Before you get to that, go back to the store, demand to see the Manager and quote the Act and mention the Office of the Director of Consumer Affairs. Make a serious fuss (bring someone with you for moral support if needed). Don't be embarrassed to do this loudly in front of other customers - it might prompt them to do the right thing. If you don't succeed in the shop itself, see if there is a Head Office.


----------



## askalot (3 Feb 2007)

Also worth a look at :

www.eccdublin.ie

The website for the European Consumer Centre in Dublin, if you call them they also give free advice. Good luck.


----------



## poolergirl (3 Feb 2007)

Thanks for the responses.  I did return to the shop with my partner and we asked to see the manager.  Only the deputy manager was there.  He repeated what the shop assistant had said and despite prolonged discussion stating that our contract was with Game and the item was bought in this condition etc. refused to budge.  Basically, he stated that Sony would not reimburse Game for items with impact damage (even though it was sold in this condition and return was attempted the very next day) so it was not their problem.  He then said that he had not the authority to do anything else and said that he would try to ring the area manager to see if he could authorise an alternative, but returned stating he could not contact him. 

He then said that the area manager _might_ be in the store today.

Basically, they are treating this as if we caused the damage - which we did not.  Now I could understand this attitude if we had possession of the item for some time, but we bought the item at 6.55 p.m., got home around 8, had dinner, opened the item, checked to see everything was there, set it up and when playing the demo UMD noticed the small crack (under the screen and on part of the body of the PSP), it was not really noticeable with the PSP powered off.  We then packed everything up went to bed, got up at 6 in the morning to go to work as most West Dublin residents do and brought the PSP back at the first opportunity the following evening.  The crack is actually so small that if we had caused the damage I would not bother to bring it back.  However, I will not accept to pay hundreds of euro on item which already has a flaw even if that flaw is small.

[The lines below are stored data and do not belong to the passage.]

PR #84, opened 2021-10-09
[Feature] Admin Management Table API Hookup

chrischan325:
## Notion ticket link

[Admin Management Table API Hookup - Delete admin](https://www.notion.so/uwblueprintexecs/Admin-Management-Table-API-Hookup-Delete-admin-05121d7aff88479691d2155c1c5dcc84)

## Implementation description
* Created the gql delete admin mutation 
* hooked the api up to the delete admin modal
* added `notifyOnNetworkStatusChange` to the getEmployees useQuery hook to update the admin-management table upon deletion

## Notes
* Made a slight change to the deleteEmployee resolver to make sure the ID is recieved through args and it is parsed to be an integer
* Will add comments to added code later 
* Lines 142 and 143 in `admin-management.tsx` are not fixed because that would be part of the update api hookup ticket. Not sure if I should fix it in this PR, would like a second opinion pls!

## Checklist

### DIFF
--- a/lib/employees/resolvers.ts
+++ b/lib/employees/resolvers.ts
@@ -149,7 +149,7 @@ export const updateEmployee: Resolver = async (_, args, { prisma }) => {
  * @returns status of operation (ok)
  */
 export const deleteEmployee: Resolver = async (_, args, { prisma }) => {
-  const id = parseInt(args.input);
+  const id = parseInt(args.id);
 
   const employee = await prisma.employee.findUnique({
     where: {
--- a/lib/employees/resolvers.ts
+++ b/lib/employees/resolvers.ts
@@ -149,7 +149,7 @@ export const updateEmployee: Resolver = async (_, args, { prisma }) => {
  * @returns status of operation (ok)
  */
 export const deleteEmployee: Resolver = async (_, args, { prisma }) => {
-  const id = parseInt(args.input.id);
+  const id = parseInt(args.input);
 
   const employee = await prisma.employee.findUnique({
     where: {
@@ -180,5 +180,5 @@ export const deleteEmployee: Resolver = async (_, args, { prisma }) => {
     }
   }
   if (!updatedEmployee) throw new ApolloError('Employee was unable to be deleted');
-  return { ok: true };
+  return { ok: true, employee: updatedEmployee };
 };
--- a/lib/employees/resolvers.ts
+++ b/lib/employees/resolvers.ts
@@ -149,7 +149,8 @@ export const updateEmployee: Resolver = async (_, args, { prisma }) => {
  * @returns status of operation (ok)
  */
 export const deleteEmployee: Resolver = async (_, args, { prisma }) => {
-  const id = parseInt(args.id);
+  const id = parseInt(args.input.id);
+
   const employee = await prisma.employee.findUnique({
     where: {
       id,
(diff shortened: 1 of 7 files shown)


lib/employees/schema.ts
```diff
@@ -36,6 +36,10 @@ export default `
     employee: Employee!
   }
 
+  input DeleteEmployeeInput {
+    id: ID!
+  }
```
OustanDing, line 41: Why do we need to nest the `id` argument in an object? When deleting an employee, we would only require one parameter which is the ID, so an object shouldn't be needed

lib/employees/resolvers.ts
```diff
@@ -149,7 +149,8 @@ export const updateEmployee: Resolver = async (_, args, { prisma }) => {
  * @returns status of operation (ok)
  */
 export const deleteEmployee: Resolver = async (_, args, { prisma }) => {
-  const id = parseInt(args.id);
+  const id = parseInt(args.input.id);
+
```
OustanDing, line 153: Sorry this wasn't included in the original ticket, but for the update and create endpoints, we're returning the updated/created employee record from the API so that we can grab the name of the employee that was affected. We want to do the same for this endpoint, ie. return the deleted employee, to enforce data integrity (getting the data from the DB instead of the frontend). Please see https://github.com/uwblueprint/richmond-centre-for-disability/pull/85 for an example

pages/admin/admin-management.tsx
```diff
@@ -303,7 +346,7 @@ export default function AdminManagement() {
           onClose={onCloseConfirmDeleteModal}
           user={userToDelete}
           // TODO: Replace onDelete handler during API hookup
```
OustanDing, line 348: Remove this TODO comment

pages/admin/admin-management.tsx
```diff
@@ -262,8 +268,43 @@ export default function AdminManagement() {
...
 
+  // Delete Employee Hook
+  const [deleteEmployee] = useMutation<DeleteEmployeeResponse, DeleteEmployeeRequest>(
+    DELETE_EMPLOYEE_MUTATION,
+    {
+      onCompleted: data => {
+        if (data.deleteEmployee.ok) {
+          toast({
+            status: 'success',
+            description: `${userToDelete?.name} has been deleted`,
```
OustanDing, line 287: No longer use `userToDelete`. Use the `employee` from the `deleteEmployee` mutation result

pages/admin/admin-management.tsx
```diff
@@ -262,8 +268,43 @@ export default function AdminManagement() {
...
+  );
+
+  // Handle delete employee action
+  const handleDelete = async () => {
+    if (userToDelete) {
+      await deleteEmployee({
+        variables: {
+          input: userToDelete?.id,
+        },
+      });
```
OustanDing, line 301: Same as above

lib/employees/resolvers.ts
```diff
@@ -149,7 +149,8 @@ export const updateEmployee: Resolver = async (_, args, { prisma }) => {
  * @returns status of operation (ok)
  */
 export const deleteEmployee: Resolver = async (_, args, { prisma }) => {
-  const id = parseInt(args.id);
+  const id = parseInt(args.input);
```
OustanDing, line 152:
```suggestion
  const id = parseInt(args.id);
```
Need this change after reverting input variable name to `id`

OustanDing (changes requested):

I will either call to see if the manager is there today or Monday (I might wait until Monday as then I can print some information from the ODCA website to bring with me as backup) 

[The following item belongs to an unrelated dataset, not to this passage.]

PR #1612, opened 2018-07-09
Feature/x-order

### LINKED ISSUE #1609: Vendor extension x-example for Dredd not working
## Problem statement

In the meantime I have logged the complaint with ODCA, Consumer Association, Game HO in the UK and Sony.

The one lesson I have learned from this is that I am going to check products I purchase for physical damage before I leave the shop, if at all possible to do so.


----------



## pat127 (3 Feb 2007)

Excellent. Please keep us posted on the outcome.


----------



## Sue Ellen (3 Feb 2007)

So much for their online returns policy:

"Faulty hardware may be returned for a like-for-like exchange up to 12 months of the despatch date"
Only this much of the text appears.